PR #288, opened 2018-08-01
Missing default values in CMD

sysradium:
Because right now I get 0 retries by default which causes an issue with GRPC.

The GRPC problem has been fixed here https://github.com/micro/go-plugins/commit/4ff3c6956c31bbfb99558f99a87871d60ef198f8#diff-210c773dbf19e356c9da5ee119131afb

However I still think the defaults have to be set.

### DIFF
--- a/cmd/cmd.go
+++ b/cmd/cmd.go
@@ -56,26 +56,31 @@ var (
 			Name:   "client",
 			EnvVar: "MICRO_CLIENT",
 			Usage:  "Client for go-micro; rpc",
+			Value:  "rpc",
 		},
 		cli.StringFlag{
 			Name:   "client_request_timeout",
 			EnvVar: "MICRO_CLIENT_REQUEST_TIMEOUT",
 			Usage:  "Sets the client request timeout. e.g 500ms, 5s, 1m. Default: 5s",
+			Value:  "5s",
 		},
 		cli.IntFlag{
 			Name:   "client_retries",
 			EnvVar: "MICRO_CLIENT_RETRIES",
 			Usage:  "Sets the client retries. Default: 1",
+			Value:  1,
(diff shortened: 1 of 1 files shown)


asim:
This doesn't make sense. When the client is created all the defaults are set https://github.com/micro/go-plugins/blob/master/client/grpc/grpc.go#L463L471

sysradium:
@asim when you call `service.Init()` it calls `cmd.Init(...)` which resets the values.
Basically:
```golang
fmt.Println(service.Client().Options().CallOptions.Retries) // 1
service.Init()
fmt.Println(service.Client().Options().CallOptions.Retries) // 0
```

asim:
The inconsistencies with value setting should be resolved but we should do it in one place. I prefer to do it in the default options and then remove any flag vars. Do you agree?

sysradium:
@asim fine. However it looks just a little bit weird that you don't use your own flags as others should use them :)

And this confused me:
https://github.com/micro/go-micro/blob/1d2e0accdd85172ccb23992ab49fbb701fbec867/cmd/cmd.go#L123

But I think that's an exception.

asim:
That's most definitely an exception to avoid nil pointer errors.

asim:
Also, we personally don't personally set flag values because this should be left to the user as an override. Options should be default values set in code. Flags and env vars let you override at runtime.

asim:
If you want to fix this crap, more than welcome. Basically set all flags to nothing. Set all default options to sane values. Ensure it works. Profit.

asim:
Ok so looking at the code now, all flag values are not set. The metadata flag specifies an empty string slice to avoid panics. Otherwise everything looks fine. Closing issue.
════
*Problem to work on*
Your task is an exact transcription of every line above.

*Task response*
PR #288, opened 2018-08-01
Missing default values in CMD

sysradium:
Because right now I get 0 retries by default which causes an issue with GRPC.

The GRPC problem has been fixed here https://github.com/micro/go-plugins/commit/4ff3c6956c31bbfb99558f99a87871d60ef198f8#diff-210c773dbf19e356c9da5ee119131afb

However I still think the defaults have to be set.

### DIFF
--- a/cmd/cmd.go
+++ b/cmd/cmd.go
@@ -56,26 +56,31 @@ var (
 			Name:   "client",
 			EnvVar: "MICRO_CLIENT",
 			Usage:  "Client for go-micro; rpc",
+			Value:  "rpc",
 		},
 		cli.StringFlag{
 			Name:   "client_request_timeout",
 			EnvVar: "MICRO_CLIENT_REQUEST_TIMEOUT",
 			Usage:  "Sets the client request timeout. e.g 500ms, 5s, 1m. Default: 5s",
+			Value:  "5s",
 		},
 		cli.IntFlag{
 			Name:   "client_retries",
 			EnvVar: "MICRO_CLIENT_RETRIES",
 			Usage:  "Sets the client retries. Default: 1",
+			Value:  1,
(diff shortened: 1 of 1 files shown)


asim:
This doesn't make sense. When the client is created all the defaults are set https://github.com/micro/go-plugins/blob/master/client/grpc/grpc.go#L463L471

sysradium:
@asim when you call `service.Init()` it calls `cmd.Init(...)` which resets the values.
Basically:
```golang
fmt.Println(service.Client().Options().CallOptions.Retries) // 1
service.Init()
fmt.Println(service.Client().Options().CallOptions.Retries) // 0
```

asim:
The inconsistencies with value setting should be resolved but we should do it in one place. I prefer to do it in the default options and then remove any flag vars. Do you agree?

sysradium:
@asim fine. However it looks just a little bit weird that you don't use your own flags as others should use them :)

And this confused me:
https://github.com/micro/go-micro/blob/1d2e0accdd85172ccb23992ab49fbb701fbec867/cmd/cmd.go#L123

But I think that's an exception.

asim:
That's most definitely an exception to avoid nil pointer errors.

asim:
Also, we personally don't personally set flag values because this should be left to the user as an override. Options should be default values set in code. Flags and env vars let you override at runtime.

asim:
If you want to fix this crap, more than welcome. Basically set all flags to nothing. Set all default options to sane values. Ensure it works. Profit.

asim:
Ok so looking at the code now, all flag values are not set. The metadata flag specifies an empty string slice to avoid panics. Otherwise everything looks fine. Closing issue.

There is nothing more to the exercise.